Information shown:
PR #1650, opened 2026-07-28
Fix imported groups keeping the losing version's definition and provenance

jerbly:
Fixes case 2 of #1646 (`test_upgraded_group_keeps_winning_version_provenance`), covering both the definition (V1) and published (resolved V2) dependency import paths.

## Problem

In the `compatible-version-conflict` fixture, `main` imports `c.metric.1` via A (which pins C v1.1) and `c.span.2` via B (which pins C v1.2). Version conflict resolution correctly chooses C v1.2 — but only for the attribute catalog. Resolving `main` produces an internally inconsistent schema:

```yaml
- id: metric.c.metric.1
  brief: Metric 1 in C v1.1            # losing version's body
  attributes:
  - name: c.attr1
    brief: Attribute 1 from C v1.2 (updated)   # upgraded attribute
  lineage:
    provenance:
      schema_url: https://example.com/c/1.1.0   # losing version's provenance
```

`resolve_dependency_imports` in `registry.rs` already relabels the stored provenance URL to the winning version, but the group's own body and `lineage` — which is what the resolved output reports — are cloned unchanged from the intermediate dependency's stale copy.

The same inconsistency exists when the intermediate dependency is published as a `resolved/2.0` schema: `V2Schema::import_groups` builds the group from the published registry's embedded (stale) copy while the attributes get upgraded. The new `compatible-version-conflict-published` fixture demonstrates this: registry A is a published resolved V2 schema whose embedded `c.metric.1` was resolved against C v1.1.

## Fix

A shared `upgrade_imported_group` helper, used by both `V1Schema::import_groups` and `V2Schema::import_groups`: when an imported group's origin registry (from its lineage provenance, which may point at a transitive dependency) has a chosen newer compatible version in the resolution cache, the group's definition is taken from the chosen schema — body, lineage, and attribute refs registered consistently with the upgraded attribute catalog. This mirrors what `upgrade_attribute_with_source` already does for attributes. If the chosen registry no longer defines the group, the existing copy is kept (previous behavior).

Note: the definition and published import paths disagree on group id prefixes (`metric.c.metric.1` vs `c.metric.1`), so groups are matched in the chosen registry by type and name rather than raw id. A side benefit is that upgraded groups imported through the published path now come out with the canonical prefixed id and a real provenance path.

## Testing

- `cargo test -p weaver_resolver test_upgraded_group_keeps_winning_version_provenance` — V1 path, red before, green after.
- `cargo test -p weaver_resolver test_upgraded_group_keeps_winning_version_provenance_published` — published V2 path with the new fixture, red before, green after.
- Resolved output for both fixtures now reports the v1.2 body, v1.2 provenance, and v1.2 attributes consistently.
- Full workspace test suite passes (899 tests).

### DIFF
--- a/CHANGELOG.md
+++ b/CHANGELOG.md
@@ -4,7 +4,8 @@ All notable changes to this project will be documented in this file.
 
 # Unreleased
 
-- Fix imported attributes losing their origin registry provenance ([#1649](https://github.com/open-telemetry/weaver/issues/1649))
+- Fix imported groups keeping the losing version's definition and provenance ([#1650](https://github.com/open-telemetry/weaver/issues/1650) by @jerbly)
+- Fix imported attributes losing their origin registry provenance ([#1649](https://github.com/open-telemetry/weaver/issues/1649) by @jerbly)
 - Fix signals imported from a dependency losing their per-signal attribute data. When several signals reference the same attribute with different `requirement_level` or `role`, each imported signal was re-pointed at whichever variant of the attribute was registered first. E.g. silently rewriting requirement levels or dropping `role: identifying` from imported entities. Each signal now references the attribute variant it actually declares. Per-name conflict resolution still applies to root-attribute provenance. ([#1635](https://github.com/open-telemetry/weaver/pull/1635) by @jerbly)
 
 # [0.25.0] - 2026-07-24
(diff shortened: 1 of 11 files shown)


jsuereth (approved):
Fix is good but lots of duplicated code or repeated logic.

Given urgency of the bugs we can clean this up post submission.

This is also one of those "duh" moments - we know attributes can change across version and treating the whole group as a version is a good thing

Exercise instructions: Word for word, copy every entry.

Solved problem:
PR #1650, opened 2026-07-28
Fix imported groups keeping the losing version's definition and provenance

jerbly:
Fixes case 2 of #1646 (`test_upgraded_group_keeps_winning_version_provenance`), covering both the definition (V1) and published (resolved V2) dependency import paths.

## Problem

In the `compatible-version-conflict` fixture, `main` imports `c.metric.1` via A (which pins C v1.1) and `c.span.2` via B (which pins C v1.2). Version conflict resolution correctly chooses C v1.2 — but only for the attribute catalog. Resolving `main` produces an internally inconsistent schema:

```yaml
- id: metric.c.metric.1
  brief: Metric 1 in C v1.1            # losing version's body
  attributes:
  - name: c.attr1
    brief: Attribute 1 from C v1.2 (updated)   # upgraded attribute
  lineage:
    provenance:
      schema_url: https://example.com/c/1.1.0   # losing version's provenance
```

`resolve_dependency_imports` in `registry.rs` already relabels the stored provenance URL to the winning version, but the group's own body and `lineage` — which is what the resolved output reports — are cloned unchanged from the intermediate dependency's stale copy.

The same inconsistency exists when the intermediate dependency is published as a `resolved/2.0` schema: `V2Schema::import_groups` builds the group from the published registry's embedded (stale) copy while the attributes get upgraded. The new `compatible-version-conflict-published` fixture demonstrates this: registry A is a published resolved V2 schema whose embedded `c.metric.1` was resolved against C v1.1.

## Fix

A shared `upgrade_imported_group` helper, used by both `V1Schema::import_groups` and `V2Schema::import_groups`: when an imported group's origin registry (from its lineage provenance, which may point at a transitive dependency) has a chosen newer compatible version in the resolution cache, the group's definition is taken from the chosen schema — body, lineage, and attribute refs registered consistently with the upgraded attribute catalog. This mirrors what `upgrade_attribute_with_source` already does for attributes. If the chosen registry no longer defines the group, the existing copy is kept (previous behavior).

Note: the definition and published import paths disagree on group id prefixes (`metric.c.metric.1` vs `c.metric.1`), so groups are matched in the chosen registry by type and name rather than raw id. A side benefit is that upgraded groups imported through the published path now come out with the canonical prefixed id and a real provenance path.

## Testing

- `cargo test -p weaver_resolver test_upgraded_group_keeps_winning_version_provenance` — V1 path, red before, green after.
- `cargo test -p weaver_resolver test_upgraded_group_keeps_winning_version_provenance_published` — published V2 path with the new fixture, red before, green after.
- Resolved output for both fixtures now reports the v1.2 body, v1.2 provenance, and v1.2 attributes consistently.
- Full workspace test suite passes (899 tests).

### DIFF
--- a/CHANGELOG.md
+++ b/CHANGELOG.md
@@ -4,7 +4,8 @@ All notable changes to this project will be documented in this file.
 
 # Unreleased
 
-- Fix imported attributes losing their origin registry provenance ([#1649](https://github.com/open-telemetry/weaver/issues/1649))
+- Fix imported groups keeping the losing version's definition and provenance ([#1650](https://github.com/open-telemetry/weaver/issues/1650) by @jerbly)
+- Fix imported attributes losing their origin registry provenance ([#1649](https://github.com/open-telemetry/weaver/issues/1649) by @jerbly)
 - Fix signals imported from a dependency losing their per-signal attribute data. When several signals reference the same attribute with different `requirement_level` or `role`, each imported signal was re-pointed at whichever variant of the attribute was registered first. E.g. silently rewriting requirement levels or dropping `role: identifying` from imported entities. Each signal now references the attribute variant it actually declares. Per-name conflict resolution still applies to root-attribute provenance. ([#1635](https://github.com/open-telemetry/weaver/pull/1635) by @jerbly)
 
 # [0.25.0] - 2026-07-24
(diff shortened: 1 of 11 files shown)


jsuereth (approved):
Fix is good but lots of duplicated code or repeated logic.

Given urgency of the bugs we can clean this up post submission.

This is also one of those "duh" moments - we know attributes can change across version and treating the whole group as a version is a good thing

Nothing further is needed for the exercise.